WORK INSTRUCTIONS - Copy out each line below that has the word "matus" in it.

Collected data entries -
====================

PR #1304, opened 2023-05-30
Add com.snowplowanalytics.snowplow/web_vitals/jsonschema/1-0-0 

### LINKED ISSUE #1303: Add com.snowplowanalytics.snowplow/web_vitals/jsonschema/1-0-0
Add the first version of the schema for the [Web Vitals](https://web.dev/vitals/) metrics

igneel64:
Add the Web Vitals schema to be paired with the Snowplow Web Vitals JavaScript plugin

close #1303

### DIFF
--- a/schemas/com.snowplowanalytics.snowplow/web_vitals/jsonschema/1-0-0
+++ b/schemas/com.snowplowanalytics.snowplow/web_vitals/jsonschema/1-0-0
@@ -1,0 +1,61 @@
+{
+    "$schema": "http://iglucentral.com/schemas/com.snowplowanalytics.self-desc/schema/jsonschema/1-0-0#",
+    "description": "Schema for a web vitals tracking event. For more information on web vitals you can visit https://web.dev/vitals/.",
+    "self": {
+        "vendor": "com.snowplowanalytics.snowplow",
+        "name": "web_vitals",
+        "format": "jsonschema",
+        "version": "1-0-0"
+    },
+    "type": "object",
+    "properties": {
+        "cls": {
+            "title": "Cumulative Layout Shift",
+            "type": [ "number", "null" ],
+            "maximum": 2147483647,
+            "minimum": 0,
+            "description": "A unitless metric for measuring visual stability because it helps quantify how often users experience unexpected layout shifts. For more information https://web.dev/cls/."
+        },
+        "fid": {
+            "title": "First Input Delay",
+            "type": [ "number", "null" ],
+            "maximum": 2147483647,
+            "minimum": 0,
+            "description": "A metric for measuring load responsiveness because it quantifies the experience users feel when trying to interact with unresponsive pages. Measured in milliseconds. For more information https://web.dev/fid/."
+        },
+        "lcp": {
+            "title": "Largest Contentful Paint",
+            "type": [ "number", "null" ],
+            "maximum": 2147483647,
+            "minimum": 0,
+            "description": "A metric for measuring perceived load speed because it marks the point in the page load timeline when the page's main content has likely loaded. Measured in milliseconds. For more information https://web.dev/lcp/."
+        },
+        "fcp": {
+            "title": "First Contentful Paint",
+            "type": ["number", "null"],
+            "maximum": 2147483647,
+            "minimum": 0,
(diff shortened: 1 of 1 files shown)


jethron (approved):
LGTM

schemas/com.snowplowanalytics.snowplow/web_vitals/jsonschema/1-0-0
```diff
@@ -0,0 +1,55 @@
...
+        "fid": {
+            "type": [ "number", "null" ],
+            "maximum": 2147483647,
+            "minimum": -2147483647,
+            "description": "A metric for measuring load responsiveness because it quantifies the experience users feel when trying to interact with unresponsive pages. Measured in milliseconds. For more information https://web.dev/fid/."
+        },
+        "lcp": {
+            "type": [ "number", "null" ],
+            "maximum": 2147483647,
+            "minimum": -2147483647,
```
matus-tomlein, line 27: Should we keep the minimum for these properties below 0? As I understand they measure the speed of the page load, so negative numbers wouldn't make sense?

schemas/com.snowplowanalytics.snowplow/web_vitals/jsonschema/1-0-0
```diff
@@ -0,0 +1,55 @@
...
+            "description": "A metric that assesses responsiveness. INP observes the latency of all interactions a user has made with the page, and reports a single value which all (or nearly all) interactions were below that value. For more information https://web.dev/inp/."
+        },
+        "ttfb": {
+            "type": [ "number", "null" ],
+            "maximum": 2147483647,
+            "minimum": -2147483647,
+            "description": "A DOMHighResTimeStamp referring to the time in milliseconds between the browser requesting a page and when it receives the first byte of information from the server. For more information https://web.dev/ttfb/."
+        },
+        "navigationType": {
```
matus-tomlein, line 48: Nit: Is it intentional that there is camel-case here? I think we informally agreed on the underscore case for new schemas if there is no previous context where other case is used. (btw, this is a tiny nitpick)

matus-tomlein (approved):
Agreed with Jethro on expanding the abbreviations and it seems to me that below 0 values should be rejected, but otherwise LGTM!

schemas/com.snowplowanalytics.snowplow/web_vitals/jsonschema/1-0-0
igneel64: There are some cases where properties like this might get reported as less than 0. This is to keep it on the safe side.

schemas/com.snowplowanalytics.snowplow/web_vitals/jsonschema/1-0-0
```diff
@@ -0,0 +1,55 @@
...
+        "format": "jsonschema",
+        "version": "1-0-0"
+    },
+    "type": "object",
+    "properties": {
+        "cls": {
+            "type": [ "number", "null" ],
+            "maximum": 2147483647,
+            "minimum": -2147483647,
+            "description": "A unitless metric for measuring visual stability because it helps quantify how often users experience unexpected layout shifts. For more information https://web.dev/cls/."
```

====================

YOUR SOLUTION -
matus-tomlein, line 27: Should we keep the minimum for these properties below 0? As I understand they measure the speed of the page load, so negative numbers wouldn't make sense?
matus-tomlein, line 48: Nit: Is it intentional that there is camel-case here? I think we informally agreed on the underscore case for new schemas if there is no previous context where other case is used. (btw, this is a tiny nitpick)
matus-tomlein (approved):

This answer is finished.